Department of Environmental Health Sciences, Columbia University, Mailman School of Public Health, 60 Haven Avenue, B-106, New York, NY 10032, USA.

Department of Environmental Health Sciences, Columbia University, Mailman School of Public Health, 60 Haven Avenue, B-106, New York, NY 10032, USA.

出版信息

Biochem Biophys Res Commun. 2007 Oct 12;362(1):120-125. doi: 10.1016/j.bbrc.2007.07.156. Epub 2007 Aug 8.
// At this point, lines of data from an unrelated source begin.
Issue #1128, opened 2017-09-11
Missing method addConstructor on EnumDeclaration


DeepSnowNeeL:
Hey guys, i'm updating from `3.0.0-RC.4` to `3.3.5`

And I used to do :
```
EnumDeclaration enumType....;
ConstructorDeclaration ctor = enumType.addConstructor(Modifier.PRIVATE);
```
but it looks like addConstructor for EnumDeclaration has been deleted ?

That would be great to restore it :)

matozoid:
Hmmm, odd. Let's investigate!

DeepSnowNeeL:
I just created https://github.com/javaparser/javaparser/pull/1130 to fix it :)

PR #1130, opened 2017-09-11
Missing method addConstructor on EnumDeclaration #1128

DeepSnowNeeL:
Here is the fix :)


matozoid:
Any idea why they disappeared in the first place? Maybe more stuff is broken.

DeepSnowNeeL:
I can't find when we deleted it from EnumDeclaration so I suppose it was in TypeDeclaration before and since it has been moved to ClassOrInterfaceDeclaration we didn't copy it in EnumDeclaration at that time.

matozoid:
I don't have access to an IDE right now - do we cover all TypeDeclaration subclasses with this PR?

Never mind, have access now

matozoid:
Hmmm, it seems I moved them from `NodeWithMembers` to `ClassOrInterfaceDeclaration` around 3.2.2. I think we should stuff these in a `NodeWithConstructors` interface. Do you want to do that, or shall I pull and do the work afterwards?

matozoid:
I'll give it a go then :-)

PR #1134, opened 2017-09-11
Remove get nodelists

matozoid:
This was bothering me for a long time :-)


javaparser-core/src/main/java/com/github/javaparser/ast/Node.java
```diff
@@ -556,24 +556,20 @@ public void register(AstObserver observer, ObserverRegistrationMode mode) {
...
-            if (nl != null)
-                nl.register(observer);
-        });
+        for (PropertyMetaModel property : getMetaModel().getAllPropertyMetaModels()) {
+            if (property.isNodeList()) {
+                NodeList<?> nodeList = (NodeList<?>) property.getValue(this);
+                if (nodeList != null)
+                    nodeList.register(observer);
+            }
+        }
```
matozoid, line 565: @ftomassetti here's the magic!

javaparser-core-generators/src/main/java/com/github/javaparser/generator/NodeGenerator.java
```diff
@@ -56,7 +56,7 @@ protected void replaceWhenSameSignature(ClassOrInterfaceDeclaration containingCl
                     throw new AssertionError(f("Wanted to regenerate a method with signature %s in %s, but it wasn't there.", callable.getSignature(), containingClassOrInterface.getNameAsString()));
                 });
     }
-    
+
```
ftomassetti, line 59: Good eye

javaparser-core/src/main/java/com/github/javaparser/ast/Node.java
ftomassetti: Magic indeed!

javaparser-core/src/main/java/com/github/javaparser/ast/ArrayCreationLevel.java
```diff
@@ -128,12 +128,6 @@ public ArrayCreationLevel setAnnotations(final NodeList<AnnotationExpr> annotati
         return this;
     }
 
-    @Override
-    @Generated("com.github.javaparser.generator.core.node.GetNodeListsGenerator")
-    public List<NodeList<?>> getNodeLists() {
```
ftomassetti, line 133: Are we removing this public method? Could it be useful to someone? Maybe we could implement it once in Node using the metamodel

matozoid: The reason I'm removing it is because I can't imagine it being useful to anyone - do you have use cases? If so, it would be nice to at least rename it, I remember people being confused over what it does.

ftomassetti: Well I guess we can always remove it and put it back if people complain. Anyway for "smart" usages the result can be obtained from the metamodel I guess

javaparser-core-generators/src/main/java/com/github/javaparser/generator/NodeGenerator.java
matozoid: Thank you!

Issue #1072, opened 2017-08-28
Create VisitorList and VisitorSet like VisitorMap


matozoid:
... for completeness.

matozoid:
Mistake in the issue name, I meant `VisitorList` not `VisitorMap`

PR #1145, opened 2017-09-18
[DRAFT] Generate equals & hashcode visitors that ignore comments #729

ryan-beckett:
**Thoughts**

1. In `HashCodeVisitor`, generated methods for `JavadocComment`, `LineComment`, etc. return 0 for the hash code, as well as any other fields whose sole field is a comment. E.g., `NullLiteralExpr`, `UnparsableStmt`, etc.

DOI:10.1016/j.bbrc.2007.07.156

原文链接:https://pmc.ncbi.nlm.nih.gov/articles/PMC2030606/

Abstract

The yeast transcriptional regulator Hap1 promotes both transcriptional activation and repression. Previous studies have shown that Hap1 binds to the promoter of its own gene and represses its transcription. In this report, we identified the DNA site that allows Hap1-binding with high affinity. This Hap1-binding site contains only one CGG triplet and is distinct from the typical Hap1-binding upstream activation sequences (UASs) mediating transcriptional activation. Furthermore, at the HAP1 promoter, Ssa is bound to DNA with Hap1, whereas Hsp90 is not bound. Intriguingly, we found that histone deacetylases, including Rpd3, Hda1, Sin3 and Hos1, are not required for the repression of the HAP1 gene by Hap1. Rather, they are required for transcriptional activation of the HAP1 promoter, and this requirement is dependent on the HAP1 basal promoter. These results reveal a complex mechanism of transcriptional regulation at the HAP1 promoter, involving multiple DNA elements and regulatory proteins.

摘要

酵母转录调节因子Hap1既能促进转录激活，也能促进转录抑制。先前的研究表明，Hap1与其自身基因的启动子结合并抑制其转录。在本报告中，我们鉴定出了能使Hap1以高亲和力结合的DNA位点。这个Hap1结合位点仅包含一个CGG三联体，并且不同于介导转录激活的典型Hap1结合上游激活序列（UASs）。此外，在HAP1启动子处，Ssa与Hap1一起结合在DNA上，而Hsp90不结合。有趣的是，我们发现包括Rpd3、Hda1、Sin3和Hos1在内的组蛋白去乙酰化酶对于Hap1对HAP1基因的抑制不是必需的。相反，它们是HAP1启动子转录激活所必需的，并且这种需求依赖于HAP1基础启动子。这些结果揭示了HAP1启动子处复杂的转录调控机制，涉及多个DNA元件和调节蛋白。